[Work instruction]:
Nothing belongs in the answer except the lines of the material that include "true".

[Provided data]:
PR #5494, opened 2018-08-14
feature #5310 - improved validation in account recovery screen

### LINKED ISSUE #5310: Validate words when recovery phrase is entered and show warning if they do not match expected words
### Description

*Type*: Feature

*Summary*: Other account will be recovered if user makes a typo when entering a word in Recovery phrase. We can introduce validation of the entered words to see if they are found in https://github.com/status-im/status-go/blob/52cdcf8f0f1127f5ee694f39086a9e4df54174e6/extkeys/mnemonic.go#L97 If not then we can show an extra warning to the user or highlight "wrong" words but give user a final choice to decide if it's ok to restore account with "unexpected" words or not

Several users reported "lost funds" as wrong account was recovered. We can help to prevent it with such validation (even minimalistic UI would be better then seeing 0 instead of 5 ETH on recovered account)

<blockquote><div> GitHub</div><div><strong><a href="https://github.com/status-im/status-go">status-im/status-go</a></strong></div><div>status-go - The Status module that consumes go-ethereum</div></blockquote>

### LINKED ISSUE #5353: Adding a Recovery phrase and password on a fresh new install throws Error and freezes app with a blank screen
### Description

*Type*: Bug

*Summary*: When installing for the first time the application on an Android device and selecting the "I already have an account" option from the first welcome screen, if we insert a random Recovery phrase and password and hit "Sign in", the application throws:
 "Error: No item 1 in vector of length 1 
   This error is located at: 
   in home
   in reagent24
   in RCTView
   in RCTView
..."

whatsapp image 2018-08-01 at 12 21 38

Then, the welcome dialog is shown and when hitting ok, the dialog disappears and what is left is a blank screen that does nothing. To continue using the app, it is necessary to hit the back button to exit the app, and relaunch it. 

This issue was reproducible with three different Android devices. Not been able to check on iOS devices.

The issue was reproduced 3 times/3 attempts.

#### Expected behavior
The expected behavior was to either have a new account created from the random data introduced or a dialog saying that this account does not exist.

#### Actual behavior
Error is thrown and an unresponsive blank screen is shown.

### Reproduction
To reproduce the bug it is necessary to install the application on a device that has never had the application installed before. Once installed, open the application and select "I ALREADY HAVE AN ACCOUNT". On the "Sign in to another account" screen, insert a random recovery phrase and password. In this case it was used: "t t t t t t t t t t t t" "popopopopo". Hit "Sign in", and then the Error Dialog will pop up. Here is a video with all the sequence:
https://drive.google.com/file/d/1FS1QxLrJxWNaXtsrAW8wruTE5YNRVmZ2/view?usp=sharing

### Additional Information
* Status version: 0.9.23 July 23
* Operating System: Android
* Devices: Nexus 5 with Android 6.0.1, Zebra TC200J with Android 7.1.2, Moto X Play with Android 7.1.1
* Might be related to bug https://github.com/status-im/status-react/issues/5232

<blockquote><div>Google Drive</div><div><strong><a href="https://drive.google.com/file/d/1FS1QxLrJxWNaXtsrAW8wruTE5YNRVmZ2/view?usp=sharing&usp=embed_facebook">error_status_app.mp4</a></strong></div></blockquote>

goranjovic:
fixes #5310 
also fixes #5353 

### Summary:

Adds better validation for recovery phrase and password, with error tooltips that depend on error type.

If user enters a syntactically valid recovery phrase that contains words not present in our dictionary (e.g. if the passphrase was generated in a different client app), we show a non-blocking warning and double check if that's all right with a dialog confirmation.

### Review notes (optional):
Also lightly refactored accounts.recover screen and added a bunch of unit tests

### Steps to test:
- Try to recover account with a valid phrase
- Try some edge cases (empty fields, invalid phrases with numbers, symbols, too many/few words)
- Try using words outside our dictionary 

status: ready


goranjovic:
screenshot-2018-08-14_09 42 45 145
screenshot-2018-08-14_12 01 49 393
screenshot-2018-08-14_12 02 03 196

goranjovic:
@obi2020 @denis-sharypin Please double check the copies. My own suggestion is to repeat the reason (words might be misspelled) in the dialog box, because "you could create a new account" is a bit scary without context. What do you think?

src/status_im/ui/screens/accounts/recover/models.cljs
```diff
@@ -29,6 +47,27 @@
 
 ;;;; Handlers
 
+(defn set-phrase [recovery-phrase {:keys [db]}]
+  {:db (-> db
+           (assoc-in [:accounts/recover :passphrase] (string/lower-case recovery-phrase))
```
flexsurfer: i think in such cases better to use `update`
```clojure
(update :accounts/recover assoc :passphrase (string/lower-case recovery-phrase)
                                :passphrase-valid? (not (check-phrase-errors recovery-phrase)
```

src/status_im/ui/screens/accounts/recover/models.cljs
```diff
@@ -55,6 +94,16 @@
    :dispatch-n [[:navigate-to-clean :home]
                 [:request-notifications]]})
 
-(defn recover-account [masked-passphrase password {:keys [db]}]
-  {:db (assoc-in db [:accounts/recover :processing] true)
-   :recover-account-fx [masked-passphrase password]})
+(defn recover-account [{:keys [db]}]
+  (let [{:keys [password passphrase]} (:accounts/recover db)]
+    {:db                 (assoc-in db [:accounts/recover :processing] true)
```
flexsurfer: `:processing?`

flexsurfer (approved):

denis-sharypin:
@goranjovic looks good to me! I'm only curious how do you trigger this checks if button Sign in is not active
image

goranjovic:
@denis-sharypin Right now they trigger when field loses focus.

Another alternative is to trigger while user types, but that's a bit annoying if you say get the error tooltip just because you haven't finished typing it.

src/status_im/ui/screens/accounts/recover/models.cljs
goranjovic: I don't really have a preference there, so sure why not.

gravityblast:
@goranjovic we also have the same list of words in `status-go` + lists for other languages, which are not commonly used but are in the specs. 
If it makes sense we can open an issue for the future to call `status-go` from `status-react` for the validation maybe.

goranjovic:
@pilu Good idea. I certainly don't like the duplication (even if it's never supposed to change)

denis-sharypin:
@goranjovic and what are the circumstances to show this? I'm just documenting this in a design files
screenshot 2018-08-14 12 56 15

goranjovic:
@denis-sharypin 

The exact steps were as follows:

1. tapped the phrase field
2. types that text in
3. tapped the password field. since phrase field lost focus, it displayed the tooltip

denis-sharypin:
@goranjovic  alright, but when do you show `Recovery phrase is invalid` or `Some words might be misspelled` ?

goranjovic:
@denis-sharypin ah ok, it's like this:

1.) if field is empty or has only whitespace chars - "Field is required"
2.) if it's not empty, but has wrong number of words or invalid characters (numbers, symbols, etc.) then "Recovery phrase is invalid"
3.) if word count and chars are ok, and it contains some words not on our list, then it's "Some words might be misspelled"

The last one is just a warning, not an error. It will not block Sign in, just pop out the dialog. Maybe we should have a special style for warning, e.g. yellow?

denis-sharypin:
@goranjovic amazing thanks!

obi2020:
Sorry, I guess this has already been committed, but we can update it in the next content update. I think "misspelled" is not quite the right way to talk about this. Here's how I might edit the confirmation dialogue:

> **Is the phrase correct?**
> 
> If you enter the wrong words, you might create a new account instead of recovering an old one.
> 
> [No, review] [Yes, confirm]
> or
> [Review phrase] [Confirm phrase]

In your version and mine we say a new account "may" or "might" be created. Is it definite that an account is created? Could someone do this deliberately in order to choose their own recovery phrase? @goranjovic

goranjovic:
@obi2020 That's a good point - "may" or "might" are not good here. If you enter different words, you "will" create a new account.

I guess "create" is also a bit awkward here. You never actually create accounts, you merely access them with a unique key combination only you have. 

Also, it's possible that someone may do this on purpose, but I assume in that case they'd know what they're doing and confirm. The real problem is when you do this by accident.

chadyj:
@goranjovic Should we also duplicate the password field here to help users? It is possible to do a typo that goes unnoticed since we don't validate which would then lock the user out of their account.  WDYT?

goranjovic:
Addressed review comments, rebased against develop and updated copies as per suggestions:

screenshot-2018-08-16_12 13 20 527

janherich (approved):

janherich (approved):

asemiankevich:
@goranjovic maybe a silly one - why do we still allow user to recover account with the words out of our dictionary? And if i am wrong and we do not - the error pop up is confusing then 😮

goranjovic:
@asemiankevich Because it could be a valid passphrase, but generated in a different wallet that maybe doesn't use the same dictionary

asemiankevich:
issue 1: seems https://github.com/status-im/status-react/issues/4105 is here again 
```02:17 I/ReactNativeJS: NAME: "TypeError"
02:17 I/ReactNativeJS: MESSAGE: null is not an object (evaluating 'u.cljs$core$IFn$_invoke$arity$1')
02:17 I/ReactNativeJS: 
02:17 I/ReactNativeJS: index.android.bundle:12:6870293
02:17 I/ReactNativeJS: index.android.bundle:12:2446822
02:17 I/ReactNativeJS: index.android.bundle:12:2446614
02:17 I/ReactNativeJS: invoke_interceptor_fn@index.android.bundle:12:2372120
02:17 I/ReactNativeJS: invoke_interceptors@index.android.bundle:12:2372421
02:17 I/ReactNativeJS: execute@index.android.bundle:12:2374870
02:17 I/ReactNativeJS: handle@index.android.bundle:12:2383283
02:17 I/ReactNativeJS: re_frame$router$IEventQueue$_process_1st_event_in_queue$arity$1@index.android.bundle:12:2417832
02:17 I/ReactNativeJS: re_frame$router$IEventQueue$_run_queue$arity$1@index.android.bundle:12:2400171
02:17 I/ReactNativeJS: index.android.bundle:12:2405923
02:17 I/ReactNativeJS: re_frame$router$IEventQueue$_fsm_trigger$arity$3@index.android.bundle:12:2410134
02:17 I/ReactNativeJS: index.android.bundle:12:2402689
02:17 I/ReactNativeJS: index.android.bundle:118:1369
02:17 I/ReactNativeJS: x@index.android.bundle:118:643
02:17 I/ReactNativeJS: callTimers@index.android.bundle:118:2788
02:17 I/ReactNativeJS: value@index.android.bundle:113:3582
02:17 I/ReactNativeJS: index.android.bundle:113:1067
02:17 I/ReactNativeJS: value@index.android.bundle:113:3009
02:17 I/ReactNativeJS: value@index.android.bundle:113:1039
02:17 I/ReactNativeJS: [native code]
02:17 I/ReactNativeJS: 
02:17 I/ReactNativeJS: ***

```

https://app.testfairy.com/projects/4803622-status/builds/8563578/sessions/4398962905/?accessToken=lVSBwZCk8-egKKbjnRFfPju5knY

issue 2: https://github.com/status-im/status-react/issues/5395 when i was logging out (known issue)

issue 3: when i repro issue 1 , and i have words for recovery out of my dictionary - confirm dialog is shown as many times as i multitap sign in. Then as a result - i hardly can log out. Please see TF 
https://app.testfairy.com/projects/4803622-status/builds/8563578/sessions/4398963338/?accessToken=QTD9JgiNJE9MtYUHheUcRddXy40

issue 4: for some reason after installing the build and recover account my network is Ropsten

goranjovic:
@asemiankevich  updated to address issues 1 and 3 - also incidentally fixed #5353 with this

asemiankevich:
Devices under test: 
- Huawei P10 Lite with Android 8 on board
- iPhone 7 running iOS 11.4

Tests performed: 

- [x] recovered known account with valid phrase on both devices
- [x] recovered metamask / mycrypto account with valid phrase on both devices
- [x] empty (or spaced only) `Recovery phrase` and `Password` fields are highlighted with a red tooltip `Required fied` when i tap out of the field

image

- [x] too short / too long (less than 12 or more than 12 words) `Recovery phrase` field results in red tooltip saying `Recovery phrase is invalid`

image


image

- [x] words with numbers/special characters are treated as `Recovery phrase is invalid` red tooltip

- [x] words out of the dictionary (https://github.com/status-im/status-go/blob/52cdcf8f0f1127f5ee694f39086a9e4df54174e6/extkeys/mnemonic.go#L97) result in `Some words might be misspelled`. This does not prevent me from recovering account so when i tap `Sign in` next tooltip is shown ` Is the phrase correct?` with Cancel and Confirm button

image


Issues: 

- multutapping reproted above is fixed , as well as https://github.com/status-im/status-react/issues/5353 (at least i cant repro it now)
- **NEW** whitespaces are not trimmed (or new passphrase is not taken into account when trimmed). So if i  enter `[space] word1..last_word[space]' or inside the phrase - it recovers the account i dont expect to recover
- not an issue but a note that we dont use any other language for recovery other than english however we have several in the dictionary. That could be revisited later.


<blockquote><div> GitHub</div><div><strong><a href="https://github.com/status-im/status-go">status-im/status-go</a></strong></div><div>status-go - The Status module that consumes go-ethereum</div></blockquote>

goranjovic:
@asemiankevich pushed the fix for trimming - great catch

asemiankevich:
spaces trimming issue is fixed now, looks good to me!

[Problem solution]:
-  {:db (assoc-in db [:accounts/recover :processing] true)
+    {:db                 (assoc-in db [:accounts/recover :processing] true)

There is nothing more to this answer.